Opinions & Features March 20, 2018 at 08:22 am

The cover ups and the shame: Black men and molestation

Farida Dawkins | Contributor

Farida Dawkins March 20, 2018 at 08:22 am

March 20, 2018 at 08:22 am | Opinions & Features

Charlemagne Tha God...Johnathan-Mannion

According to a survey conducted in 2005 by the U.S. Centers for Disease Control, one in six men have experienced sexual abuse before they reached the age of 18. Dr. Robin D. Stone, author of No Secrets, No Lies: How Black Families Can Heal From Sexual Abuse stated that about 14 percent of child sexual assault victims are male.

Many sexual assault-based crimes in the black community are underreported or unreported altogether; hence the unavailability of studies pointing to sexual abuse in African-American communities. The effects of the trauma are also left untreated.

Charlemagne Tha God, the often controversial and one-third of the trio that hosts “The Breakfast Club” on New York City’s 105.1 FM revealed on the docu-series “UNCENSORED” that he was molested as a child by his cousin’s ex-wife.

He explained: “I was molested when I was 8 years old by my cousin’s ex-wife,” “I didn’t even realize it was something wrong until I saw Tyler Perry on Oprah Winfrey…I thought why is he crying but I enjoyed it? It made me wonder if something was wrong with me?

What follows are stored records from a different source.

PR #1456, opened 2019-09-04
GH-1455: n4js-cli postinstall: remove wget dependency in favor of usi…

dbo:
#1455

@mmews-n4 please

### DIFF
--- a/n4js-libs/packages/n4js-cli/README.md
+++ b/n4js-libs/packages/n4js-cli/README.md
@@ -17,6 +17,8 @@ For more information about N4JS, please refer to the official [project home](htt
 When installing the package, you can replace the packaged `n4jsc.jar` using the environment variable `N4JSC_JAR` referencing
 either a filesystem path or a HTTP/HTTPS URL.
 
+See [download page](https://download.enfore.com/n4js/).
+
 ## License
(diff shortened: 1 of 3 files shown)


n4js-libs/packages/n4js-cli/README.md
```diff
@@ -17,6 +17,8 @@ For more information about N4JS, please refer to the official [project home](htt
 When installing the package, you can replace the packaged `n4jsc.jar` using the environment variable `N4JSC_JAR` referencing
 either a filesystem path or a HTTP/HTTPS URL.
 
+See [download page](https://download.enfore.com/n4js/).
```
mmews-n4: We might better link to the Eclipse download page. There we list both the Eclipse and the enfore download pages.

mmews-n4: The page would be: https://www.eclipse.org/n4js/downloads.html

dbo: but only the latter links directly to the jars, isn't it?

dbo: or is there an eclipse jar download page?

I can’t really remember how it started, but I know it happened a few times.”

When Charlemagne protested against the alleged actions, his perpetrator mocked him about his appearance: ” She would just try to demean me from that point on.”

Terry Crews the football star turned actor has also recalled his experiences of sexual abuse.  After being groped in 2016 by a male Hollywood executive – in front of his wife. Crews was afraid if he retaliated, he would be blackballed or put in jail: “‘240 lbs. Black Man stomps out Hollywood Honcho’ would be the headline the next day” he responded.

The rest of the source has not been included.